A legendary racer and sports car maker has died amid the 50th anniversary celebration of the car that made him famous.
Autoweek magazine is reporting that Carroll Shelby died Thursday night at Baylor Hospital in Dallas at age 89.
Shelby, who had been battling pneumonia in recent months and had been forced to cancel an appearance at the Amelia Island Concours d'Elegance in mid-March, was the father of the AC Cobra sports car.
A Texas native, he was a race driver who won three U.S. sports-car championships in Ferraris and Maseratis, and won the 1959 24 Hours of Le Mans in an Aston Martin with British co-driver Roy Salvadori.
Dealing with heart problems in the 1960s, he came up with a plan to stuff an American Ford V-8 engine into a British 2-seat sports car called the AC Ace, and thus was born the Cobra. One of six streamlined coupe versions of the car designed by Peter Brock beat Ferrari to win the world manufacturer's title in 1965, that Cobra Daytona Coupe on display at this year's Amelia Concours. But Shelby didn't stop there.
Working with Ford, he created high-powered versions of the Mustang in the late 1960s, including the Shelby GT350, the cars winning in Trans Am races. As a team owner, Shelby presided over Ford's epic 1966 and '67 Le Mans victories. That makes him the only person to win Le Mans as a driver (with Aston Martin), a manufacturer (class victory with the Cobra Daytona) and team owner (Ford's GTs).
Shelby didn't like being called a legend, and told the Times-Union that when he was the honoree at the 1999 Amelia Concours.
"Some people are legends in their own minds, but it doesn't mean anything to me," he said. "I get up every morning and I am so thankful to be here and there are so many things I have to get done before Forest Lawn gets me that I don't have time for that."
He got a heart transplant and a new kidney in later years, yet continued to work with manufacturers to create sporty models, including Chrysler in the 1980s with the GLH and GLH-S (Goes Like Hell Some more) models of the Omni and Charger.
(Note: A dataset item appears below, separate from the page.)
PR #1678, opened 2026-08-21
Add super().__init_subclass__ call to ShapeCastable and ValueCastable

### LINKED ISSUE #1677: __init_subclass__ in ValueCastable and ShapeCastable does not call super().__init_subclass__
If `super().__init_subclass__` is not called, then `__init_subclass__` is not called on other base classes when doing multiple inheritance:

He continued making AC Cobras, had a hand in bringing the first Dodge Viper to life, and built a new 2-seat sports car called the Series 1.
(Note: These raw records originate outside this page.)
PR #1680, opened 2026-09-04
docs: stdlib.stream: Fix bit values in serial receiver example

neuschaefer:
The example code uses the bit pattern 0b1010'0111.


whitequark (approved):
Thanks!

PR #1681, opened 2026-09-09
Add super().__init_subclass__ call to ShapeCastable and ValueCastable

tilk:
Backport of #1678 to v0.5.x.


whitequark (approved):
Thank you!

whitequark:
It looks like we have to drop the Python 3.8 CI job first.

whitequark:
#1682 will do it, hopefully

PR #1685, opened 2026-09-17
Fix typo in guide

diondokter:
Had some trouble parsing what was going on.
But I think `addr` should be the `bus_addr` that was created just above it


whitequark (approved):
Thank you!

PR #2112, opened 2023-10-30
Fix flaky system test

kimadactyl:
I think this fixes the cause of at least the last log page worth of flaky system tests - fingers crossed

Being able to continue creating these cars was something that did make him proud, he told the Times-Union in 1999.
"Old men, when they are over the hill, are not supposed to be able to come back and do something worthwhile. I felt that now was the time to build a car that could compete in the world, " Shelby said. "There are a lot of small car companies. I wanted to see if I could compete again and that is what I did with the Series 1."
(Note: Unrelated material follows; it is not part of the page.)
PR #2114, opened 2023-10-31
Neighbourhood admins can edit partners with service areas in their neighbourhood

### LINKED ISSUE #2106: CRUD any partners outside Norwich

r-ferrier:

His company was still doing versions of modern Mustangs, the latest a 1,000-hp model.
It has been a great life, he said in 1999.
"Hell, they told me in 1960 that I had five years to live, so everything is borrowed time, " Shelby said. "I like to build street cars. ... After I am gone, I would like to see my name perpetuated on my street cars."
His Carroll Shelby Foundation helped children battle life-threatening illnesses, funded scholarships in automotive education and supported educational programs in automotive and related fields.